▶ [Work request] Please tally the lines in the records that include the word "adds" and answer with the bare number.

——————————

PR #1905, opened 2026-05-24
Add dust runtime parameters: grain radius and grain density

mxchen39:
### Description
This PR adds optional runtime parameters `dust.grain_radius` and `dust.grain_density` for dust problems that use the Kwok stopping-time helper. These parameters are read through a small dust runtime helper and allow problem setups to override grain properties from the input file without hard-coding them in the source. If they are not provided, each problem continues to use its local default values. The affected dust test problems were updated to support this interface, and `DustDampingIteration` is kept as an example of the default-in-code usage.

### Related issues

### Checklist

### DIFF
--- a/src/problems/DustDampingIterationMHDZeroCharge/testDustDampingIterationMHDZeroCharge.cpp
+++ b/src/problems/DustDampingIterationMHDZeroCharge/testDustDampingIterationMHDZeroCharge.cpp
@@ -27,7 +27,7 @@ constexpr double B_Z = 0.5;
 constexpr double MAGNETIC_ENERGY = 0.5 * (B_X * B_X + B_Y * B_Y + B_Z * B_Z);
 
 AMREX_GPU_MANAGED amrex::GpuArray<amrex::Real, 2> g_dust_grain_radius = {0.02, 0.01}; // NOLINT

——————————

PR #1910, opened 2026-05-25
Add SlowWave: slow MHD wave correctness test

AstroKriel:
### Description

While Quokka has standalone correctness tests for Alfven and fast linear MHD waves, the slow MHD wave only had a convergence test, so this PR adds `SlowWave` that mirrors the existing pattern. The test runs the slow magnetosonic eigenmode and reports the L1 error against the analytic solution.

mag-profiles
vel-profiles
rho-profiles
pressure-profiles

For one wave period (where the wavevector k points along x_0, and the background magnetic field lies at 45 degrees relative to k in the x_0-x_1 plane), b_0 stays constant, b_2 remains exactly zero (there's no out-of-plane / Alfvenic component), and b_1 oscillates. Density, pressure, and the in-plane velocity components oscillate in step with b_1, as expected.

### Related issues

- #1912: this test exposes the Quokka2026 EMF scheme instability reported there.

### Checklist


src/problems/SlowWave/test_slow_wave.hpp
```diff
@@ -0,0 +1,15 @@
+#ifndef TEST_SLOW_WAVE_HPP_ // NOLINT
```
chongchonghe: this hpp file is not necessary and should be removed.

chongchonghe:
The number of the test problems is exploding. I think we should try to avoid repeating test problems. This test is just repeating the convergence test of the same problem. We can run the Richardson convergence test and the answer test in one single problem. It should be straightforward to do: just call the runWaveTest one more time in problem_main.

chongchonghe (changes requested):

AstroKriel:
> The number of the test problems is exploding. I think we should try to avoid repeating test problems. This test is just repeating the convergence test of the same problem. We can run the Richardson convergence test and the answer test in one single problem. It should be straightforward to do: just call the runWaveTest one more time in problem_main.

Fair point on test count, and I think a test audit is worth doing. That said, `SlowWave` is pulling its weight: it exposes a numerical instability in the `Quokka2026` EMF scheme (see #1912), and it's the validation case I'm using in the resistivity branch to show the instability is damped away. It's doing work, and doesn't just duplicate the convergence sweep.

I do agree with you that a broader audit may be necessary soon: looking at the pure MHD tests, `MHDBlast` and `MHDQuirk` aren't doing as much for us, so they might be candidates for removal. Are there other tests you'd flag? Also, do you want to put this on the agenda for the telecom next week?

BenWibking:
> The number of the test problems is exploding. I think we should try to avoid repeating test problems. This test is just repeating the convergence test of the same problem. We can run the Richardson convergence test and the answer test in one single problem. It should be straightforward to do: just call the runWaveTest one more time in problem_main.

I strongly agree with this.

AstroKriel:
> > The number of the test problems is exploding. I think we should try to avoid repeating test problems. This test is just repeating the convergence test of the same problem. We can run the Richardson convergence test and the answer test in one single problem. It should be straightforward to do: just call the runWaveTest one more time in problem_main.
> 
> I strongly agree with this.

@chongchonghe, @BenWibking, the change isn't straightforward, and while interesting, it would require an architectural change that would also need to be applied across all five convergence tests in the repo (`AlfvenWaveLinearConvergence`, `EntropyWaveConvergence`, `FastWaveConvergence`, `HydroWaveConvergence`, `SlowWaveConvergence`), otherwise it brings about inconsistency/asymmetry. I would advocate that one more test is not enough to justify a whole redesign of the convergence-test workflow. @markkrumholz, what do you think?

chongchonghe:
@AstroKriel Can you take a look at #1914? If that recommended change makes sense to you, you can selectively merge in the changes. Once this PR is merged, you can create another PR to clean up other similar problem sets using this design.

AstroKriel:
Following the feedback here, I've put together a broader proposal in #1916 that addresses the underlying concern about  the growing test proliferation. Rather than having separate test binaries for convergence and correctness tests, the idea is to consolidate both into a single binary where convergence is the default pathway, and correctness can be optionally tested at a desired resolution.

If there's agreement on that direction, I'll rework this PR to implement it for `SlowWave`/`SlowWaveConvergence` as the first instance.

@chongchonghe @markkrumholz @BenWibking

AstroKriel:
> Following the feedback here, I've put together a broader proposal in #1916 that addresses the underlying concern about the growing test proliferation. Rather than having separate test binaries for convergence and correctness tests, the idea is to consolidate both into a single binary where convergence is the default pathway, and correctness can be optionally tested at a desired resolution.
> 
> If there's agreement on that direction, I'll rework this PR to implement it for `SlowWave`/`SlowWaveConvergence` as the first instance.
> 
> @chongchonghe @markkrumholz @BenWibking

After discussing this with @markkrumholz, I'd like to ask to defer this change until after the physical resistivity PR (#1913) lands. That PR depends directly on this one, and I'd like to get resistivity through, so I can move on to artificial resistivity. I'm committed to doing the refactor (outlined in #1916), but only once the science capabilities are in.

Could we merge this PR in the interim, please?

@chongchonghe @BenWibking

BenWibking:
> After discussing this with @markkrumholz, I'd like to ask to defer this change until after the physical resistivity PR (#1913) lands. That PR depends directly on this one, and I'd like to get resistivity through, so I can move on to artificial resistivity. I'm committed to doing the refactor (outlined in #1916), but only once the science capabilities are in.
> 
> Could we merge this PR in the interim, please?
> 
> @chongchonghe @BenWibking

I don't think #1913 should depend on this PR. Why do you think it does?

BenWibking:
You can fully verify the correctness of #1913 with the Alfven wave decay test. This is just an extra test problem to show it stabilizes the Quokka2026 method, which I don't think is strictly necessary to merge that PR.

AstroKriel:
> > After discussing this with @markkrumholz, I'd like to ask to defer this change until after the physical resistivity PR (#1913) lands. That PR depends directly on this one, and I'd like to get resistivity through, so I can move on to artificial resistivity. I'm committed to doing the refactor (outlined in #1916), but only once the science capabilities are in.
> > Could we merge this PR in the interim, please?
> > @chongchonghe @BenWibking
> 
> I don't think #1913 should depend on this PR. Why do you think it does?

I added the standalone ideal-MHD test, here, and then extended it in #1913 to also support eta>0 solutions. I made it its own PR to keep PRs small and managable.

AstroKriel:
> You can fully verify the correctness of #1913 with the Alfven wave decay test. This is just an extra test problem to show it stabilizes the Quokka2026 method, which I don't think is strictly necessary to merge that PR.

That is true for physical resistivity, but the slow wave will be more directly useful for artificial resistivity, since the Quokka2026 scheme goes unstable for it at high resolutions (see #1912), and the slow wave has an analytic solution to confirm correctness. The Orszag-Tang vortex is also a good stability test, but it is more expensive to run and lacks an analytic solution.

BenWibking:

——————————

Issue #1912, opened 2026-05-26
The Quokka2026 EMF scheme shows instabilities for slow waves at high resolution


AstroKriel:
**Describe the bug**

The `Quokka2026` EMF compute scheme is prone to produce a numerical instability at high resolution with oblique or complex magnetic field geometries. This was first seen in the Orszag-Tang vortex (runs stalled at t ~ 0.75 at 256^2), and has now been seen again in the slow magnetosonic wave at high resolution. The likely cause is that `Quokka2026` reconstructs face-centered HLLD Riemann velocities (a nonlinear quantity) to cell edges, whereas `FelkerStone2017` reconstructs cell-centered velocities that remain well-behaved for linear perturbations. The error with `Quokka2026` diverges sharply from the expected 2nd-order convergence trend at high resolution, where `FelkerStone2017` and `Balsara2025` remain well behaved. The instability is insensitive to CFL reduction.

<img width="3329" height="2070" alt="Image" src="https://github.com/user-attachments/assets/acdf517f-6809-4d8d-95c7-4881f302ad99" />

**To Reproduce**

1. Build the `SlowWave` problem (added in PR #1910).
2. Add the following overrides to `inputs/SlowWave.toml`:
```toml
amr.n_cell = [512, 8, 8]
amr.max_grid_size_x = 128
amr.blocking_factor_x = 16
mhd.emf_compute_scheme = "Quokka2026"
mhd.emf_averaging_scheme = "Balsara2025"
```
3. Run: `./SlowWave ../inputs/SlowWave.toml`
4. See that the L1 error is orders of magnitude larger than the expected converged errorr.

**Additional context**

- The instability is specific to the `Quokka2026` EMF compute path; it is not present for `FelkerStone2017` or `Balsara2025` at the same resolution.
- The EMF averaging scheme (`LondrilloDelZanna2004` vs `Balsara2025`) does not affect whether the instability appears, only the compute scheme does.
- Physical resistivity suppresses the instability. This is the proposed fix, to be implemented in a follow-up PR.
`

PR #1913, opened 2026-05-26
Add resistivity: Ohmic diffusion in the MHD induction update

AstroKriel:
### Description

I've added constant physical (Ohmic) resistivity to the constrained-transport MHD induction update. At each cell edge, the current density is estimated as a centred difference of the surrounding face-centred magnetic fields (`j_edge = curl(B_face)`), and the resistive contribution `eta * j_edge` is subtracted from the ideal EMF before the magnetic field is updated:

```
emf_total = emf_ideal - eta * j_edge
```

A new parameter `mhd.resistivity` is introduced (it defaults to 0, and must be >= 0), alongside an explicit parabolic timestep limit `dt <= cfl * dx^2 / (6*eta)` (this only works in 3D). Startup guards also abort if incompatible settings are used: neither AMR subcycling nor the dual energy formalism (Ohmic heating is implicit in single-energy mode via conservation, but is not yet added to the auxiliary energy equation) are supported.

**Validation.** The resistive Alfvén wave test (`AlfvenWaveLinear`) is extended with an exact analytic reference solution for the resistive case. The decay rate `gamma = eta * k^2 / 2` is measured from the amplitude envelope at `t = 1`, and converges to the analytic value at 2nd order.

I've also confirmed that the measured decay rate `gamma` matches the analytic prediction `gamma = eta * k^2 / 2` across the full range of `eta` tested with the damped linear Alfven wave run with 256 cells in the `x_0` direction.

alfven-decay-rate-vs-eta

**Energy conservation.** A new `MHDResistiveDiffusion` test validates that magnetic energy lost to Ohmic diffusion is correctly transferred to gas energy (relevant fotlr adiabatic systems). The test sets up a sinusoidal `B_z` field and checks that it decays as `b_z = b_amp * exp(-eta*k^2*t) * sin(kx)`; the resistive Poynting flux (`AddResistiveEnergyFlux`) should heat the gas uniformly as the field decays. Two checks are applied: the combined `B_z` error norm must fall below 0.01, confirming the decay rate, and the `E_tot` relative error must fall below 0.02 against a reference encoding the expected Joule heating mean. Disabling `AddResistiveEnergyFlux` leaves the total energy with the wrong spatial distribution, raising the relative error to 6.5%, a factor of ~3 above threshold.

——————————

▶ [Your solution] 2